И Альман побрел по направлению ко дворцу. Несколько мгновений Гаррик смотрел ему вслед, затем подхватил на руки Теноктрис.
– Я понесу тебя, – сказал юноша. На это у него еще хватало сил. По крайней мере, на короткое расстояние. – Так будет быстрее. А мне хочется как можно скорее покинуть это место. Уж очень неприятно видеть, что оно делает с человеком.
Когда Шарина вернулась на площадь, возле птицы стояли двое с желтыми нашивками на рукавах. Один из них бросил железный треугольник к тем двум, что уже валялись на подстилке, после чего парни удалились, обсуждая, где бы пообедать.
Прервав танец, птица опустилась на корточки, и Шарина невольно вздрогнула, так как колени у нее сгибались назад. Танцор начал аккуратно складывать ткань с монетами.
– Погоди, – окликнула его девушка. Запустив два пальца в кошель, она подошла поближе. – Я наблюдала за твоим танцем раньше, но тогда у меня не было денег. Вот возьми.
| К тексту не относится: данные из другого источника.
PR #527, opened 2025-01-16
NO-REF: Adding ability to run scripts via main.py

kylevillegas93:
## Description
- Adds ability to run scripts via main.py and therefore on the EC2 instance, which has access to ES in order to delete the work documents

## Testing
`python main.py -sc cleanup_duplicate_works -e local`


mitri-slory (approved):
Good change! This is a cleaner way to run the scripts then having the `scriptrunner.py` file from before and matches how we run the processes as well.

PR #528, opened 2025-01-16
NO-REF: Updating cleanup duplicate works script

kylevillegas93:
## Description
- Adds a couple log statements 
- Handles not found exception in elastic search


Apophenia (approved):
Looks good!

PR #529, opened 2025-01-16
NO-REF: setting a batch size for deleting works

kylevillegas93:
## Description
- Sets a batch size of 100 when cleaning up duplicate works
- The ECS task ran out of memory!

## Testing
- ran script in QA


jackiequach (approved):
lgtm

PR #531, opened 2025-01-22
SFR-2476: Implement DSpace service and update DOAB ingest

jackiequach:
# Description
- Adds DSpace service that can be used by ingest processes
- Updates DOAB ingest process to use DSpace service

# Testing
`python main.py -p DOABProcess -e local -r "20.500.12854/62823"`


services/sources/dspace_service.py
```diff
@@ -0,0 +1,143 @@
...
+
+        self.rabbitmq_manager = RabbitMQManager()
+        self.rabbitmq_manager.createRabbitConnection()
+        self.rabbitmq_manager.createOrConnectQueue(
+            self.file_queue, self.file_route)
+
+        self.constants = get_constants()
+
+        self.base_url = base_url
+        self.SourceMapping = SourceMapping
```
kylevillegas93, line 41: I think we can do source_mapping for both the param and class variable here. 

It looks a bit funky when you instantiate an object but it's common practice to use snake case.

services/sources/dspace_service.py
```diff
@@ -0,0 +1,143 @@
...
+class DSpaceService(SourceService):
+    OAI_NAMESPACES = {
+        'oai_dc': 'http://www.openarchives.org/OAI/2.0/oai_dc/',
+        'dc': 'http://purl.org/dc/elements/1.1/',
+        'datacite': 'https://schema.datacite.org/meta/kernel-4.1/metadata.xsd',
+        'oapen': 'http://purl.org/dc/elements/1.1/',
+        'oaire': 'https://raw.githubusercontent.com/rcic/openaire4/master/schemas/4.0/oaire.xsd'
+    }
+
+    def __init__(self, base_url, SourceMapping: XMLMapping):
```
kylevillegas93, line 25: This is fun cuz I've actually never done this in python so we are learning ha!

I think when we say that the SourceMapping type is XMLMapping, we are expecting an actual object that is in instance of XMLMapping. 

Checkout typing for Python: https://docs.python.org/3/library/typing.html

I think we could do type[XMLMapping] or the like here.

services/sources/dspace_service.py
```diff
@@ -0,0 +1,143 @@
...
+        self.s3_manager.createS3Client()
+        self.s3_bucket = os.environ['FILE_BUCKET']
+
+        self.file_queue = os.environ['FILE_QUEUE']
+        self.file_route = os.environ['FILE_ROUTING_KEY']
+
+        self.rabbitmq_manager = RabbitMQManager()
+        self.rabbitmq_manager.createRabbitConnection()
+        self.rabbitmq_manager.createOrConnectQueue(
+            self.file_queue, self.file_route)
```
kylevillegas93, line 36: Hmm are these composed class instances being called? I think we can remove them if so and it makes it cleaner because this class is really only responsible for getting records from DSpace so it's following the single responsibility principle: https://stackify.com/solid-design-principles/

processes/ingest/doab.py
```diff
@@ -30,142 +27,57 @@ class DOABProcess(CoreProcess):
...
-        self.rabbitmq_manager = RabbitMQManager()
-        self.rabbitmq_manager.createRabbitConnection()
-        self.rabbitmq_manager.createOrConnectQueue(self.fileQueue, self.fileRoute)
+            records = []
 
-        self.constants = get_constants()
+            if self.process == 'daily':
+                records = self.dSpace_service.get_records(offset=self.offset, limit=self.limit)
+            elif self.process == 'complete':
+                records = self.dSpace_service.get_records(full_or_partial=True, offset=self.offset, limit=self.limit)
```
mitri-slory, line 46: I recommend changing the name `full_or_partial` to `full_import` since it's more clear what this variable does and the publisherBacklistProcess uses that variable name too.

kylevillegas93: Following up you could also just remove the full param!

services/sources/dspace_service.py
jackiequach: Moved. This was a good read, thanks!

jackiequach:
I'm working on adding integration tests for the DSpace service

processes/ingest/doab.py
```diff
@@ -30,145 +25,67 @@ class DOABProcess(CoreProcess):
...
-        except MappingError as e:
-            raise DOABError(e.message)
+            if records:
+                for record in records:
+                    self.manage_links(record)
+
+            self.saveRecords()
+            self.commitChanges()
+
+            logger.info(f'Ingested {len(self.records) if records else 1} DOAB records')
```
mitri-slory, line 69: Shouldn't the result of the else conditional be 0 if the records array is empty?

mitri-slory (commented):
These changes are looking good so far Jackie!

processes/ingest/doab.py
jackiequach: Yes, this should still return 0 since the len of the records array would be 0 if it is empty.

services/sources/dspace_service.py
```diff
@@ -0,0 +1,131 @@
...
+
+        if response.status_code == 200:
+            content = bytes()
+
+            for chunk in response.iter_content(1024 * 100):
+                content += chunk
+
+            return BytesIO(content)
+
+        raise DSpaceError(
```
kylevillegas93, line 125: I think we can just raise an Exception here unless downstream we need to handle it in a specific way.

services/sources/dspace_service.py
```diff
@@ -0,0 +1,131 @@
...
+            f'Received {response.status_code} status code from {url}')
+
+
+class DSpaceError(Exception):
```
kylevillegas93, line 129: If this is no longer needed - feel free to remove!

processes/ingest/doab.py
```diff
@@ -1,23 +1,18 @@
...
 from model import get_file_message
 
 
 logger = create_log(__name__)
 
+
 class DOABProcess(CoreProcess):
     DOAB_BASE_URL = 'https://directory.doabooks.org/oai/request?'
-    ROOT_NAMESPACE = {None: 'http://www.openarchives.org/OAI/2.0/'}
+    DOAB_IDENTIFIER = "oai:directory.doabooks.org"
```
kylevillegas93, line 15: can do single quotes here! we really need a formatter lol

processes/ingest/doab.py
```diff
@@ -30,145 +25,67 @@ class DOABProcess(CoreProcess):
...
         self.rabbitmq_manager.createRabbitConnection()
-        self.rabbitmq_manager.createOrConnectQueue(self.fileQueue, self.fileRoute)
+        self.rabbitmq_manager.createOrConnectQueue(
+            self.file_queue, self.file_route)
+
+        self.offset = int(args[5]) if args[5] else 0
+        self.limit = (int(args[4]) + self.offset) if args[4] else 10000
 
-        self.constants = get_constants()
+        self.dSpace_service = DSpaceService(base_url=self.DOAB_BASE_URL, source_mapping=DOABMapping)
```
kylevillegas93, line 43: recommend doing d_space_service or dspace_service so that it's not a mix-match of camel and snake case.

kylevillegas93 (approved):
These changes look great! Just a few minor non-blocking comments.

mitri-slory (approved):
These changes look really good Jackie!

И Шарина достала короткую медную полоску со стертыми от частого употребления краями. Она застыла в нерешительности, не зная то ли передать металл в руки танцору, то ли подождать, пока он снова расстелет свою подстилку, и, таким образом, избежать прямого контакта. Девушка насмотрелась достаточно, чтобы знать: в каждом месте свои обычаи. К тому же, как правило, обычаи блюдутся куда более строго, чем государственные законы и установления.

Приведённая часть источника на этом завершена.